At the height of the Turkish-Persian wars, Yerevan changed hands fourteen times between 1513 and 1737. In 1604, under the order of Shah Abbas I, tens of thousands of Armenians including citizens from Yerevan were deported to Persia. As a consequence, population became 80 percent Muslim (Persians, Turco, Kurds) and 20 percent Armenian. Muslims were either sedentary, semi-sedentary, or nomadic. Armenians lived in Erevan or the villages. The Armenians dominated the various professions and trade in the area and were of great economic significance to the Persian administration.[14] The Ottomans, Safavids, and Ilkhanids, all maintained a mint in Yerevan. During the 1670s, the Frenchman Jean Chardin visited Yerevan and gave a description of the city in his Travels of Cavalier Chardin in Transcaucasia in 1672–1673. On 7 June 1679, a devastating earthquake razed the city to the ground. During the Safavid Dynasty rule, Yerevan and adjacent territories were part of the Čoḵūr Saʿd administrative territory. This lasted until 1828, when the region was incorporated into Russian Empire.

Russian rule



Franz Roubaud's painting of the Yerevan Fortress siege in 1827 by the Russian forces under leadership of Ivan Paskevich



The Main Square of Erivan, 1916

During the second Russian-Persian war, Yerevan was captured[6][15][16] by Russian troops under general Ivan Paskevich on 1 October 1827. It was formally ceded by the Persians in 1828, following the Treaty of Turkmenchay. Tsarist Russia sponsored Armenian resettlement from Persia and Turkey. Due to the resettlement, Armenians' share in city population increased from 28% to 53.8%. The resettlement was intended to create Russian power bridgehead in the Middle East.[17] In 1829, Armenian repatriates from Persia were resettled in the city and a new quarter was built.

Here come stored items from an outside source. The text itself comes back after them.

PR #620, opened 2019-04-03
CANS-1048 - Assessment option radio groups

wmitchell-cambria:
## JIRA

[CANS-1048 - Redesign Top Card on Assessment - Caregiver and Auth for Release](https://osi-cwds.atlassian.net/browse/CANS-1048)

## Description

Behaviorally, this is a style change of the radio option groups in the Assessment Form Header. All user functionality should be the same. The radio groups were placed into boxes with helpful messages inside them. To support this, some refactoring was done to share code between the two very similar sets of options.

Note that this is not yet using Component Library radio buttons, as those will only be released next sprint at the earliest. In the meantime, we continue using Material UI.

Also note that I was out of office for a significant time in the middle of this work, so please review carefully in case I missed some cleanup. :-/

## Tests

I updated the selectors for the new radio button styles. I ran some regression tests locally, but I expect to use Jenkins to help with the full suite run again. I manually tested across browsers. A pretty large screen size is required for sane line breaks (~1200px).

## Types of changes

## Checklist:

Screen Shot 2019-04-03 at 2 49 40 PM


wmitchell-cambria:
Retest this please

app/javascript/Application/components/Assessment/AssessmentFormHeader/RadioGroupMessageBox.test.js
```diff
@@ -0,0 +1,77 @@
...
+    const col = render().find('Col.radio-group-box')
+    expect(col.exists()).toBe(true)
+  })
+
+  it('renders a Radio Group', () => {
+    const wrapper = render({ legend: 'My Group' })
+    expect(findRadioGroup(wrapper).props().legend).toBe('My Group')
+  })
+
+  it('passes props down to RadioGroup', () => {
```
zliuwd: Really a good idea to check the props.

app/javascript/Application/components/Assessment/AssessmentFormHeader/AssessmentOptions.js
```diff
@@ -0,0 +1,61 @@
...
+  onHasCaregiverChange: PropTypes.func.isRequired,
+  onHasCaregiverNoClicked: PropTypes.func.isRequired,
+  substanceUseItemsIds: PropTypes.shape({
+    underSix: PropTypes.array.isRequired,
+    aboveSix: PropTypes.array.isRequired,
+  }).isRequired,
+}
+
+AssessmentOptions.defaultProps = {
+  isDisabled: undefined,
```
zliuwd: isDisable is from AssessmentContainer.js state "isEditable", and AssessmentContainer.js has default state value be set as "false", is there any chance it could be undefined? (of course, it was set to undefined in AssessmentContainerInner.js default props also...)

wmitchell-cambria: I'm not totally sure. I think there are a lot of cases here where we account for more states than we need to. If we get stricter about what props can be undefined and which are required, it could simplify a lot of checks throughout our tree.

wmitchell-cambria:
@denys-davydov - I agree. I just pushed a commit that fixed up the CanReleaseInfoQuestion to take a boolean, similar to the HasCaregiverQuestion. It looks like the assessment should be required at that point in the tree, too. I'll mark it as required. Good catch.

app/javascript/Application/components/Assessment/AssessmentFormHeader/AssessmentOptions.js
wmitchell-cambria: Looking at this a little more, I think it is unlikely that it will ever be undefined in our current tree. However, it does seem like an optional prop at a fundamental level... if nobody says that it is disabled, it will be enabled. If I marked it as required, anybody using the component would explicitly have to say `isDisabled={true}`.

zliuwd: Very nice to know it, thanks for checking 👍

wmitchell-cambria:
Heads up that Amera has requested a little more time to review this one, so we're not in a rush to merge this if it goes green. (On a similar note, I am hoping that this build can finish running acceptance tests before updating to latest master, so I can see the results before the build is aborted.)

wmitchell-cambria:
Retest this please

Yerevan has served as the seat of the newly-formed Armenian Oblast between 1828–1840. By the time of Nicholas I's visit in 1837, Yerevan had become an uyezd. In 1840, the Armenian Oblast was dissolved and its territory incorporated into a larger new province; the Georgia-Imeretia Governorate. In 1850 the territory of the former oblast was tuned into reorganized into the Erivan Governorate. Yerevan was the centre of the newly established governorate until 1917, when Erivan governorate was dissolved.

Yerevan began to grow economically and politically, with old buildings torn down and new buildings in European style erected instead. The first general plan of the city was made in 1854, during which, St. Hripsime and St. Gayane women's colleges were opened and the English Park was founded. In 1874, Zacharia Gevorkian opened Yerevan's first printing house and in 1879 the first theatre, sited near the church of St. Peter and Paul, was established.

At the beginning of the 20th century, Yerevan city's population was over 29,000, of which 49% were Azerbaijani Tatars, 48% Armenians and 2% Russians.[18] In 1902, a railway line linked Yerevan with Alexandropol, Tiflis and Julfa, a railway line linked Yerevan with Alexandropol, Tiflis and Julfa. In the same year, Yerevan's first public library was opened. In 1905, the grandnephew of Napoleon I; prince Louis Joseph Jérôme Napoléon (1864–1932) was appointed as governor of Erivan province.[19]

In 1913, for the first time in the city, a telephone line with eighty subscribers became operational.

Brief independence



Celebration of the first anniversary of the Democratic Republic of Armenia in 1919

At the start of the 20th century, Yerevan was a small town with a population of 30,000.[20] In 1917, the Russian Empire ended with the October Revolution. In the aftermath, Armenian, Georgian and Muslim leaders of Transcaucasia united to form the Transcaucasian Federation and proclaimed Transcaucasia's secession.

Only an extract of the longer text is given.